Siege van Orléans, 1429. (Publiek domein)
Divine Revelation
Toen ze zag dat de Engelse opmars niet te stuiten leek, benaderde de jonge Jeanne in het dorp Domremy de garnizoenscommandant, Robert de Baudricourt, en deelde hem mee dat stemmen haar opdroegen Orléans te redden. Ze eiste dat hij wat mannen zou verzamelen, wat middelen zou verschaffen, en haar naar Chinon zou brengen om de Dauphin te ontmoeten. De garnizoenscommandant spotte met het idee van een boerenmeisje dat voor het Franse hof zou staan en stuurde haar weg. Niet afgeschrikt, verzocht ze Baudricourt’s soldaten, en door nauwkeurige voorspellingen te doen over de uitkomsten van gevechten (blijkbaar een bewijs van goddelijke openbaring), werd ze uiteindelijk geëscorteerd naar het Koninklijk Hof.
Joan arriveerde in Chinon op 23 februari 1429. Vlak voordat Jeanne aankwam, zou Charles zich hebben vermomd om te zien of zij hem zou kunnen identificeren, en om haar ‘krachten’ als profetes te testen, maar het mocht niet baten, want ze boog voor hem en zei: “God geve u een gelukkig leven, lieve koning!”
Miniatuur uit Vigiles du roi Charles VII. Jeanne d’Arc en Karel VII, koning van Frankrijk. (Publiek domein)
Na een langdurig onderzoek door de theologen bleek ze geen ketter of krankzinnige te zijn. Omdat er geen geestelijke problemen werden gevonden, adviseerden zij Karel haar te laten doen wat de goddelijke wil haar blijkbaar had opgedragen. Karel stemde toe.

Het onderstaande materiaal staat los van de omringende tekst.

Issue #1519, opened 2019-11-08
Usage calculations wrong if there is a SI in progress


joshxg:
## Describe the bug

Usage bug -- relatively obscure -- premise is that null is always less than any date:

Usage starts here, just setting up parameters: https://github.com/openmsupply/mobile/blob/ca52751126a6bdfde01459e76a07b6ed33d45bbb/src/database/DataTypes/Item.js#L73-L78

Calls this to calculate usage over the period: https://github.com/openmsupply/mobile/blob/ca52751126a6bdfde01459e76a07b6ed33d45bbb/src/database/DataTypes/Item.js#L200-L212

Which gets the date an item was added here: https://github.com/openmsupply/mobile/blob/ca52751126a6bdfde01459e76a07b6ed33d45bbb/src/database/DataTypes/Item.js#L86-L94

Which is where the problem is (commented): 

```
  get addedDate() {
    if (this.batches.length === 0) return undefined;
    let itemAddedDate = new Date();
    this.batches.forEach(batch => {
      // If a batches added date is null (which is if there is any transaction
       // which has is not confirmed yet), then itemAddedDate is always null
      const batchAddedDate = batch.addedDate;
      itemAddedDate = batchAddedDate < itemAddedDate ? batchAddedDate : itemAddedDate;
    });
    return itemAddedDate;
  }
```

Method to get a transaction batches added date:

Joan van Arc te paard. (1505) (Publiek domein)
Voordat ze de strijd met de Engelsen aanging, schreef Jeanne een brief aan de Engelse koning en de Engelse regentes van Frankrijk:
JESUS, MARY
Koning van Engeland, leg verantwoording af aan de Koning van de Hemel van uw koninklijk bloed. Geef de sleutels van alle goede steden die u in bezit hebt genomen, terug aan de Maagd. Zij is door God gezonden om het koninklijk bloed terug te vorderen, en is ten volle bereid vrede te sluiten, als u haar voldoening schenkt; dat wil zeggen, u moet recht doen wedervaren, en alles terugbetalen wat u hebt genomen.
Koning van Engeland, als u deze dingen niet doet, ben ik de bevelhebber van het leger; en op welke plaats ik uw mannen in Frankrijk ook zal aantreffen, ik zal ze het land doen ontvluchten, of ze willen of niet; en als ze niet willen gehoorzamen, zal de Maid ze allemaal laten doden. Zij is gezonden door de Koning van de Hemel, lichaam voor lichaam, om u uit Frankrijk weg te halen, en de vrijster belooft en verklaart u, dat als u Frankrijk niet verlaat, zij en haar troepen een machtig geschreeuw zullen ontketenen, zoals men in Frankrijk in geen duizend jaar heeft gehoord. En gelooft dat de Koning des Hemels haar zoveel macht heeft gezonden dat u haar of haar dappere leger geen kwaad zult kunnen doen.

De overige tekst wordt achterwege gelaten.